** Opening PROVIDED ENTRIES block **

PR #11889, opened 2025-01-27
[IMP] Documents: updating current doc

Donapi:
taskid-4213978

PR #12164, opened 2025-02-24
Update documents.rst

GoloCatMash:
Added Info, that this Documentation is outdated regarding Workspace, as they now are folders.


Feyensv:
Thanks for the heads up, it takes some time for the documentation to be updated for each new version, but we don't introduce deprecation notices, unless we really don't know when an outdated page will be updated.

With #11889, the documentation of the documents app should be up to date now.

PR #12189, opened 2025-02-26
[IMP] developer/localization: adapt link to fiscal position file

jco-odoo:


jco-odoo:
@odoo/account-dev-doc-review  Could you check as the link branch is approved and I would like to get it merged to avoid conflicts, ...  The only reason we needed this PR is because for a link to the fiscal positions csv, its filename changes.  (because of the CoA structure changing, ...)

william-andre (approved):

william-andre:
@robodoo r+

PR #12197, opened 2025-02-26
📝 Use Bytes unit instead of Octets (GB instead of Go)

gbv-it:
Fixed a small typo.


xpl-odoo (changes requested):
Hello @gbv-it - thanks for your contribution!

Could you re-target the PR to target version 16.0, since your suggestion applies your suggested changes apply from this verion? Thanks!

xpl-odoo (approved):
Thank you for your contribution @gbv-it !

@robodoo r+

PR #14910, opened 2025-10-17
[IMP] Taxes: Python taxes update

antoine162:
task-4681891

In 18.0, Python taxes were revamped (for mostly technical reasons), but some changes were also made to the UI.

Specifically, the tax computation option was renamed from `Python Code` to `Custom Formula`, the `Python Code` field was renamed to `Formula` and changed to accept a Python expression rather than a block of code, and the `Applicable Code` field was removed.


antoine162:
Done as part of https://github.com/odoo/documentation/pull/15059

PR #14958, opened 2025-10-21
[IMP] Contacts: Address type correction

jero-odoo:
Updating to remove references to "Private Address" options, as well as updating images to reflect UI updates
Docs task:https://www.odoo.com/mail/view?model=project.task&res_id=5171761&access_token=f520dcd1-d8ff-4153-a41a-aa06d857d8fd


jero-odoo:
@Felicious sending this straight to you for final/tech. Thanks!

content/applications/essentials/contacts.rst
```diff
@@ -17,41 +17,39 @@ To create a new contact, navigate to the :menuselection:`Contacts app`, and clic
 Contact type
 ------------
 
-Odoo allows for both :guilabel:`Individual` and :guilabel:`Company` contacts. Select either
-:guilabel:`Individual` or :guilabel:`Company`, depending on the type of contact that is being added.
+Odoo allows for both :guilabel:`Person` and :guilabel:`Company` contacts. Select either
+:guilabel:`Person` or :guilabel:`Company`, depending on the type of contact that is being added.
```
Felicious: Feels like this line could be more concise? Optional suggestion!


```suggestion
Odoo supports both :guilabel:`Person` and :guilabel:`Company` contacts. Select the
appropriate type for the new contact.
```

content/applications/essentials/contacts.rst
```diff
@@ -17,41 +17,39 @@ To create a new contact, navigate to the :menuselection:`Contacts app`, and clic
...
-First, fill in the name of the :guilabel:`Individual` or :guilabel:`Company`. This is how the name
+First, fill in the name of the :guilabel:`Person` or :guilabel:`Company`. This is how the name
 appears throughout the database. This field is **mandatory**.
 
 .. tip::
-   :guilabel:`Individual` contacts can have a :guilabel:`Company` contact linked to it. After
-   selecting :guilabel:`Individual`, a new :guilabel:`Company Name...` field appears below the
-   first name field.
+   :guilabel:`Person` contacts can have a :guilabel:`Company` contact linked to it. After selecting
+   :guilabel:`Person`, a new :guilabel:`Company Name...` field appears below the first name field.
```
Felicious: I'm a bit confused about the behavior described here. When I selected the **Person** radio button, I didn't see a company contact appear. Instead, I saw **Company** field. Could you clarify what you meant by “company contact” here?

Image

Also, in my view, the field label was **Company**, with the placeholder text “Company Name…”, and it appeared below the image or **Phone** field, not under the first name. In fact, there was only one field for the full name. 

Maybe we’re referring to different things?

For this tip, I recommend simplifying it for brevity, something like this:

```suggestion
   When :guilabel:`Person` is selected, the :guilabel:`Company  field becomes visible.
```

content/applications/essentials/contacts.rst
```diff
@@ -17,41 +17,39 @@ To create a new contact, navigate to the :menuselection:`Contacts app`, and clic
...
-Next, enter the :guilabel:`Address` of the :guilabel:`Company` or :guilabel:`Individual`.
+Next, enter the :guilabel:`Address` of the :guilabel:`Company` or :guilabel:`Person`.
 
 .. tip::
-   If the :guilabel:`Individual` option is chosen, then the *type of address* can be chosen from a
+   If the :guilabel:`Person` option is chosen, then the *type of address* can be chosen from a
    drop-down menu. Options for this drop-down menu include: :guilabel:`Contact`, :guilabel:`Invoice
-   Address`, :guilabel:`Delivery Address`, :guilabel:`Other Address`, and :guilabel:`Private
-   Address`.
+   Address`, :guilabel:`Delivery Address`, and :guilabel:`Other Address`.
```
Felicious: I don't believe this is accurate to the current version. From the way I'm reading this doc, it sounds like the Address type selection is on the contact form, but I couldn't find it.

Image

Instead, you have to click the "Add Contact" button and that's where the Contact, Invoice, and Delivery options appear. I'm slightly confused by this new layout, though, and I think we might have to make more changes to this page to lead up to these instructions. 

Image

content/applications/essentials/contacts.rst
```diff
@@ -71,27 +69,21 @@ At the bottom of the contact form are several tabs. On the :guilabel:`Contacts &
...
-On the :guilabel:`Create Contact` pop-up form, start by clicking the default :guilabel:`Other
-Address` field at the top to reveal a drop-down menu of address-related options.
-
-Select any of the following options:
+On the :guilabel:`Create Contact` pop-up form,  select one of the following options:
 
 - :guilabel:`Contact`: adds another contact to the existing contact form.
 - :guilabel:`Invoice Address`: adds a specific invoice address to the existing contact form.
 - :guilabel:`Delivery Address`: adds a specific delivery address to the existing contact form.
 - :guilabel:`Other Address`: adds an alternate address to the existing contact form.
```
Felicious: It seems like they're no longer displaying "Address"

Image

content/applications/essentials/contacts.rst
Felicious: Now that I've read the document to the end, I think the only place we should talk about the address type is in the "Create Contact" pop-up and we should just remove this. 

What I'd need your help determining: what should the Address in the contact form always be? For example, if we're creating an invoice contact type, what should they put in the Address field of the contact form? Is it different from the one they'd enter on the "Create Contact" pop-up?

Felicious (changes requested):
Thanks for starting to address Ray’s feedback, @jero-odoo!

It seems this doc is more outdated than we expected and may require broader structural updates to align with the current version. So, I'm bumping this to at least 2 points.

I’ll leave the call to you: if you think a major restructuring is needed and the total changes exceed ~50%, we can increase the PR value to 3 pts.

That said, we should definitely revisit the “Contact form” section, as its structure likely needs adjustment. Also, I couldn’t find the Address Type drop-down in the 19.0 runbot (I might’ve missed it ! feel free to point it out!). If the Address Type can now only be set in the Create Contact form, we’ll need to update the doc accordingly.

content/applications/essentials/contacts.rst
jero-odoo: "I'm a bit confused about the behavior described here. When I selected the Person radio button, I didn't see a company contact appear. Instead, I saw Company field. Could you clarify what you meant by “company contact” here?"
This means that "person" contacts can be linked to existing or new company contacts. You need to link them in the company field. Does that make sense?

content/applications/essentials/contacts.rst
jero-odoo: correct, this is on the "add a contact" tab, not the address tab. It needs some additional rewriting to reflect the changes

jero-odoo: I am a little confused by what you are asking here. You cannot select the address type on the MAIN contact form (directly under the contact name). You select it on the "Add contact" tab, which is where you add "alternate" contacts.

jero-odoo:
Hey @Felicious this is ready for another review. It involved some pretty significant changes (more than 50%).
Something to note, the UBO tab is related to the Equity app, and there is no docs on that yet. I included information on how to request the contact to fill out the form for that, and how the tab reflects information from the app, but I did not dig too deep into editing the tab. It is possible to make changes to the holdings on the tab within the contact record, but I do not know if it is necessarily recommended (since it involves stocks and voting shares, I didn't want to overstep), so I kept the information minimal.
Let me know if you have any questions. Thanks!

Felicious (approved):
Thanks for your efforts on updating the doc in its entirety, and looking into the UBO tab, @jero-odoo (: 

@robodoo r+

PR #14979, opened 2025-10-22
[IMP] orm: add warning about model extension

emi-odoo:
When a model is defined with `_inherit` using a list, Odoo will do a check with the class name to set the `_name` of the model being extended. This is different than the previous versions and can be misleading

### DIFF
--- a/content/developer/reference/backend/orm.rst
+++ b/content/developer/reference/backend/orm.rst
@@ -1227,18 +1227,20 @@ When using :attr:`~odoo.models.Model._inherit` but leaving out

** Closing PROVIDED ENTRIES block **

TO DO. Where the string "fiscal" shows up in the listing above, copy the line that holds it.

OUTPUT OF THE TASK.
[IMP] developer/localization: adapt link to fiscal position file
@odoo/account-dev-doc-review  Could you check as the link branch is approved and I would like to get it merged to avoid conflicts, ...  The only reason we needed this PR is because for a link to the fiscal positions csv, its filename changes.  (because of the CoA structure changing, ...)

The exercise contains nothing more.